*EXERCISE DESCRIPTION:* The records below are made of lines; count those holding the word "without" and give the number only.

========================================================================

PR #132, opened 2026-08-12
fix(schema): advertise JSON Schema 2020-12 so clients stop rejecting every tool

sweetrb:
## The problem

Current MCP clients (Claude Desktop among them) refuse **every tool** this server advertises:

```
Tool '<name>' has an invalid outputSchema: JSON Schema declares an unsupported
dialect ("$schema": "http://json-schema.org/draft-07/schema#"). The default
validator supports JSON Schema 2020-12 only.
```

This is not a degraded tool here and there — all **36 tools** become unusable at once. Reported against the sibling server as sweetrb/apple-mail-mcp#147; **all four Apple MCP servers are affected identically**, and this is the apple-notes-mcp half of that fix.

## Root cause

The dialect comes from the SDK, not from this repo:

- `@modelcontextprotocol/sdk`'s `server/mcp.js` calls `toJsonSchemaCompat(obj, { strictUnions, pipeStrategy })` with **no `target`**.
- In `sdk/dist/esm/server/zod-json-schema-compat.js`, `mapMiniTarget(undefined)` returns `'draft-7'`.
- The zod v3 branch then runs `zod-to-json-schema`, which defaults to draft-07 and stamps `"$schema": "http://json-schema.org/draft-07/schema#"` onto every emitted `inputSchema` **and** `outputSchema`.

MCP has since standardized on JSON Schema 2020-12 (SEP-834 / SEP-1613 / SEP-2106), so clients reject the older dialect outright.

### A zod v4 upgrade does NOT fix this

Checked before writing any code, and it does not help: with SDK 1.30.0 + zod 4.4.3 the emitted `$schema` is **still draft-07**. The SDK calls its converter without a target, so *both* its v3 (`zod-to-json-schema`) and v4 (`zod/v4-mini` `toJSONSchema`) branches fall back to `draft-7`. Bumping zod changes which branch runs, not what dialect it targets. No zod migration is attempted here.

## The fix

A small converter, `src/utils/jsonSchemaDialect.ts`, applied at the **transport boundary** — the only public seam that doesn't reach into SDK internals. `src/index.ts` changes one line:

```ts
const transport = withJsonSchema2020_12(new StdioServerTransport());
```

`withJsonSchema2020_12` wraps `transport.send` so every outgoing `tools/list` result has each tool's `inputSchema`/`outputSchema` re-declared as `https://json-schema.org/draft/2020-12/schema`. Every other message — tool-call results, notifications, errors — is returned by identity, untouched.

The converter also rewrites the keywords whose spelling or meaning changed in 2020-12:

| draft-07 | 2020-12 |
|---|---|
| `definitions` | `$defs` (and `#/definitions/X` refs → `#/$defs/X`) |
| tuple `items: [A, B]` | `prefixItems` |
| `additionalItems` (alongside a tuple) | `items` |
| `dependencies` | `dependentRequired` / `dependentSchemas` |
| draft-4 boolean `exclusiveMinimum`/`exclusiveMaximum` | numeric form, folding in `minimum`/`maximum` |

**That table is a no-op on today's schemas** — I verified the emitted bodies use none of those constructs, and the diff below confirms the schema bodies come out byte-identical apart from `$schema`. It exists so a future zod construct can't quietly reintroduce a dialect mismatch. (The one `$ref` in the family — apple-mail-mcp's `search-messages.properties.dateTo` → `#/properties/dateFrom` — is a relative pointer valid in both dialects and is left alone.)

**No tool definition, zod schema, or handler was changed.**

## Verification

**End-to-end MCP handshake against the rebuilt bundle** (`initialize` → `notifications/initialized` → `tools/list`, piped into `node build/index.js`), compared against the same probe run on `main`'s bundle:

| | main (2.7.1) | this branch (2.7.2) |
|---|---|---|
| tool count | 36 | **36** (names identical) |
| `draft-07` occurrences in the payload | 72 | **0** |
| `draft/2020-12` occurrences | 0 | **72** (36 input + 36 output) |
| inputSchemas not declaring 2020-12 | 36 | **none** |
| outputSchemas not declaring 2020-12 | 36 | **none** |
| nested `$schema` declarations | 0 | **0** (only the root declares a dialect) |
| `definitions` / `dependencies` / `additionalItems` | 0 | **0** |
| schema **bodies** ignoring `$schema` | — | **byte-identical to main** |

`additionalProperties: false` count is unchanged at 28 (input schemas only) — no regression against the #135/2.6.16 permissiveness fix.

**Tests**

- New `src/utils/jsonSchemaDialect.test.ts` — 26 tests covering the root stamp, nested-`$schema` stripping, `definitions`→`$defs` + `$ref` rewrite, tuple `items`→`prefixItems` with `additionalItems`→`items`, a stray `additionalItems` being *dropped* rather than clobbering a non-tuple `items`, the `dependencies` split, both boolean `exclusiveMinimum` collapses, non-mutation of the input message, pass-through of non-`tools/list` messages by identity, and that `withJsonSchema2020_12` returns the same instance, forwards `options`, and preserves the original `send`'s `this`. 100% statements/lines/functions, 98.18% branches on the new file.
- Extended the existing `test/output-schema.test.ts` contract suite (which boots the **real built server over stdio**) with a dialect assertion: every advertised schema must declare 2020-12 and carry no draft-07-only construct. Asserted against what the server actually advertises rather than the converter in isolation — the fix lives at the transport boundary, so a unit test alone could pass while the server shipped unwrapped. This test fails on `main`.

**Gate** — all green, no `--no-verify` anywhere:

```
pnpm run lint          ✅
pnpm run typecheck     ✅
pnpm test              ✅  557 passed (21 files)
pnpm run format:check  ✅
pnpm run test:coverage ✅  thresholds met
pnpm run test:integration ✅  11 passed / 5 skipped, contract suite 5/5
pnpm run build         ✅  committed bundle re-verified byte-identical
```

## Docs

Reviewed `README.md`, `CLAUDE.md` and all five files under `docs/`. The Tool Reference is untouched — no tool added, no parameter or output shape changed — and nothing documented the advertised schema dialect. Added one **Troubleshooting** entry to the README quoting the exact client error, since anyone hitting this sees every tool refused with no other symptom and nothing about their Notes library, permissions or config is involved.

## Release

Version bumped **2.7.1 → 2.7.2** with the CHANGELOG entry folded in, per the repo's mandatory-bump rule. `## [Unreleased]` held a `github-actions` pin note that this release necessarily drains (version-guard hard-fails a bump with a non-empty `[Unreleased]`), so it moved under `## [2.7.2] - 2026-08-12` and the marker is back to empty.


sweetrb:
### Follow-up: the converter is now position-aware (c626725)

Found while re-reading the converter added in this PR. `convertNode` recursed uniformly and then switched on **every key it met** — but the keys of a `properties` map are caller-chosen **tool parameter names**, not schema keywords. So the switch corrupted the tool contract for any tool that happened to name a parameter after a keyword:

| A tool parameter named… | …was rewritten to |
|---|---|
| `definitions` | renamed to `$defs` on the wire |
| `$schema` | **silently deleted** — while `required` still listed it, producing a schema **no input can satisfy** |
| `dependencies` | restructured into `dependentRequired` / `dependentSchemas` |
| `additionalItems` | dropped outright as a stray tuple partner |

Symmetrically, `enum` / `const` / `default` / `examples` hold instance **data**, not schemas, so recursing into them rewrote a caller's literal values — a `default` of `{"definitions": 1}` came back as `{"$defs": 1}`.

**The fix.** A key means a keyword only at a **schema position**. Two new module-level sets drive it: `SCHEMA_MAP_KEYWORDS` (`properties`, `patternProperties`, `$defs`, `dependentSchemas`) convert their **values** through a new `convertSchemaMap` and leave the caller's names untouched; `DATA_KEYWORDS` pass through verbatim. `definitions` keeps its own case — it *is* a keyword wherever it sits at a schema position — and the `dependencies` case still converts its schema values with `convertNode`, which was already correct.

Also documented the one deliberate limitation on the `$ref` case: only the exact root prefix `#/definitions/` is rewritten. A pointer *through* a nested `definitions` block (`#/properties/x/definitions/Y`) is left alone, because `#/properties/definitions/...` could equally address a property *named* `definitions` and the two are indistinguishable without resolving the pointer. The SDK's converter emits neither construct.

**Latent, not live — verified, not assumed.** A real stdio `tools/list` handshake against the rebuilt bundle returns a payload whose SHA-256 is **identical** before and after this commit (`fc73725965…e92fc4`), so no shipped schema was ever corrupted. `get-checklist-state`'s `outputSchema` has a `properties.items` that collides with the `items` keyword, but it lands in a safe branch. Fixed before release rather than after.

**Verification**
- Unit tests **557 → 565** (+8). **6 of the 8 fail against the pre-fix converter** — confirmed by restoring the old source and re-running. The other two are the coverage guard for the malformed-map branch and the `get-checklist-state` regression guard, which is *expected* to pass on both and is what establishes the defect was latent.
- Gate green: `lint`, `typecheck`, `test`, `format:check`, plus `test:coverage` (thresholds hold) and `test:integration` (the outputSchema contract suite, 5 tests, real server over stdio).
- Handshake re-confirmed on the committed bundle: **36 tools** (unchanged), all 36 `inputSchema` **and** all 36 `outputSchema` declaring `https://json-schema.org/draft/2020-12/schema`, **zero** `draft-07` substrings.
- `build/index.js` rebuilt, committed, and byte-identical to a fresh `pnpm run build`.

No version bump — this rides in the 2.7.2 release the PR already carries; the CHANGELOG entry was added under the existing `## [2.7.2]` heading.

========================================================================

*ANSWER TO THIS EXERCISE:* 2